Stored data entries:
PR #5178, opened 2022-09-29
Changes renewBefore to use cert validity duration

### LINKED ISSUE #5150: Bump RenewBeforeCertExpires above 30s
RenewBeforeCertExpires is hardcoded to 30s + some jitter between 0-5s. This doesn't give much time to rotate certs on larger implementations.

This should likely be set to a function of 1/3 of the original validity duration of the certificate itself, or something similar.

Otherwise, there's a lot of potential for bugs here:

1. Keep alive set to 60s on client side, doesn't recognize a proxy has disconnected, so it takes at least 60s to reconnect. This would miss an update. 
2. In a large enough fleet, it could take a while for the rotation mechanism to churn through all the certs, particularly if using an external PKI, where we need to issue sync RPC's to an external service. If each call takes ~1s to issue a new cert, and there are more than 30 certs, we're very likely to have some expire.

shalier:
**Description**:
change renewBefore to use a third of the certificate's validity duration plus some noise
and resolves #5150 

**Testing done**:

**Affected area**:

2. Is this a breaking change?

### DIFF
--- a/pkg/certificate/manager.go
+++ b/pkg/certificate/manager.go
@@ -139,12 +139,12 @@ func (m *Manager) GetTrustDomain() string {
 // ShouldRotate determines whether a certificate should be rotated.
 func (m *Manager) ShouldRotate(c *Certificate) bool {
 	// The certificate is going to expire at a timestamp T
-	// We want to renew earlier. How much earlier is defined in renewBeforeCertExpires.
+	// We want to renew earlier. How much earlier is defined as a third of the certificate's validity duration.
 	// We add a few seconds noise to the early renew period so that certificates that may have been
 	// created at the same time are not renewed at the exact same time.
 	intNoise := rand.Intn(noiseSeconds) // #nosec G404
 	secondsNoise := time.Duration(intNoise) * time.Second
-	renewBefore := RenewBeforeCertExpires + secondsNoise
+	renewBefore := m.getValidityDurationForCertType(c.certType)/3 + secondsNoise
 	// Round is called to truncate monotonic clock to the nearest second. This is done to avoid environments where the
 	// CPU clock may stop, resulting in a time measurement that differs significantly from the x509 timestamp.
 	// See https://github.com/openservicemesh/osm/issues/5000#issuecomment-1218539412 for more details.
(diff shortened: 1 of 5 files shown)


pkg/certificate/manager.go
```diff
@@ -139,12 +139,12 @@ func (m *Manager) GetTrustDomain() string {
...
 func (m *Manager) ShouldRotate(c *Certificate) bool {
 	// The certificate is going to expire at a timestamp T
-	// We want to renew earlier. How much earlier is defined in renewBeforeCertExpires.
+	// We want to renew earlier. How much earlier is defined as a third of the certificate's validity duration.
 	// We add a few seconds noise to the early renew period so that certificates that may have been
 	// created at the same time are not renewed at the exact same time.
 	intNoise := rand.Intn(noiseSeconds) // #nosec G404
 	secondsNoise := time.Duration(intNoise) * time.Second
-	renewBefore := RenewBeforeCertExpires + secondsNoise
+	renewBefore := m.getValidityDurationForCertType(c.certType)/3 + secondsNoise
```
steeling, line 147: unfortunately this will break if a user has changed their validity duration. Imagine a time of 24 hours, but then a user changes to 1 week.

Now we have expired certs.

A good heuristic might be this + a floor. So we can say 1/3 or 5 mins (whatever we set here, we should add a minimum accepted validity duration of 2x the renewal period, so 10 mins if 5 mins, or set 5 mins and 2.5 mins).

There's other ways to accomodate this as well, but this seems like a good first step to me

keithmattix (approved):

pkg/utils/mesh_config.go
```diff
@@ -116,6 +117,15 @@ func GetIngressGatewayCertValidityPeriod(mc v1alpha2.MeshConfig) time.Duration {
 		return defaultServiceCertValidityDuration
```
steeling, line 117: might as well fix this here, looks like this got copy-pasted incorrectly and should be defaultIngressGatewayCertValidityDuration

steeling (approved):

(What is being asked): Give back the complete data, each line unchanged.

(Result of this task):
PR #5178, opened 2022-09-29
Changes renewBefore to use cert validity duration

### LINKED ISSUE #5150: Bump RenewBeforeCertExpires above 30s
RenewBeforeCertExpires is hardcoded to 30s + some jitter between 0-5s. This doesn't give much time to rotate certs on larger implementations.

This should likely be set to a function of 1/3 of the original validity duration of the certificate itself, or something similar.

Otherwise, there's a lot of potential for bugs here:

1. Keep alive set to 60s on client side, doesn't recognize a proxy has disconnected, so it takes at least 60s to reconnect. This would miss an update. 
2. In a large enough fleet, it could take a while for the rotation mechanism to churn through all the certs, particularly if using an external PKI, where we need to issue sync RPC's to an external service. If each call takes ~1s to issue a new cert, and there are more than 30 certs, we're very likely to have some expire.

shalier:
**Description**:
change renewBefore to use a third of the certificate's validity duration plus some noise
and resolves #5150 

**Testing done**:

**Affected area**:

2. Is this a breaking change?

### DIFF
--- a/pkg/certificate/manager.go
+++ b/pkg/certificate/manager.go
@@ -139,12 +139,12 @@ func (m *Manager) GetTrustDomain() string {
 // ShouldRotate determines whether a certificate should be rotated.
 func (m *Manager) ShouldRotate(c *Certificate) bool {
 	// The certificate is going to expire at a timestamp T
-	// We want to renew earlier. How much earlier is defined in renewBeforeCertExpires.
+	// We want to renew earlier. How much earlier is defined as a third of the certificate's validity duration.
 	// We add a few seconds noise to the early renew period so that certificates that may have been
 	// created at the same time are not renewed at the exact same time.
 	intNoise := rand.Intn(noiseSeconds) // #nosec G404
 	secondsNoise := time.Duration(intNoise) * time.Second
-	renewBefore := RenewBeforeCertExpires + secondsNoise
+	renewBefore := m.getValidityDurationForCertType(c.certType)/3 + secondsNoise
 	// Round is called to truncate monotonic clock to the nearest second. This is done to avoid environments where the
 	// CPU clock may stop, resulting in a time measurement that differs significantly from the x509 timestamp.
 	// See https://github.com/openservicemesh/osm/issues/5000#issuecomment-1218539412 for more details.
(diff shortened: 1 of 5 files shown)


pkg/certificate/manager.go
```diff
@@ -139,12 +139,12 @@ func (m *Manager) GetTrustDomain() string {
...
 func (m *Manager) ShouldRotate(c *Certificate) bool {
 	// The certificate is going to expire at a timestamp T
-	// We want to renew earlier. How much earlier is defined in renewBeforeCertExpires.
+	// We want to renew earlier. How much earlier is defined as a third of the certificate's validity duration.
 	// We add a few seconds noise to the early renew period so that certificates that may have been
 	// created at the same time are not renewed at the exact same time.
 	intNoise := rand.Intn(noiseSeconds) // #nosec G404
 	secondsNoise := time.Duration(intNoise) * time.Second
-	renewBefore := RenewBeforeCertExpires + secondsNoise
+	renewBefore := m.getValidityDurationForCertType(c.certType)/3 + secondsNoise
```
steeling, line 147: unfortunately this will break if a user has changed their validity duration. Imagine a time of 24 hours, but then a user changes to 1 week.

Now we have expired certs.

A good heuristic might be this + a floor. So we can say 1/3 or 5 mins (whatever we set here, we should add a minimum accepted validity duration of 2x the renewal period, so 10 mins if 5 mins, or set 5 mins and 2.5 mins).

There's other ways to accomodate this as well, but this seems like a good first step to me

keithmattix (approved):

pkg/utils/mesh_config.go
```diff
@@ -116,6 +117,15 @@ func GetIngressGatewayCertValidityPeriod(mc v1alpha2.MeshConfig) time.Duration {
 		return defaultServiceCertValidityDuration
```
steeling, line 117: might as well fix this here, looks like this got copy-pasted incorrectly and should be defaultIngressGatewayCertValidityDuration

steeling (approved):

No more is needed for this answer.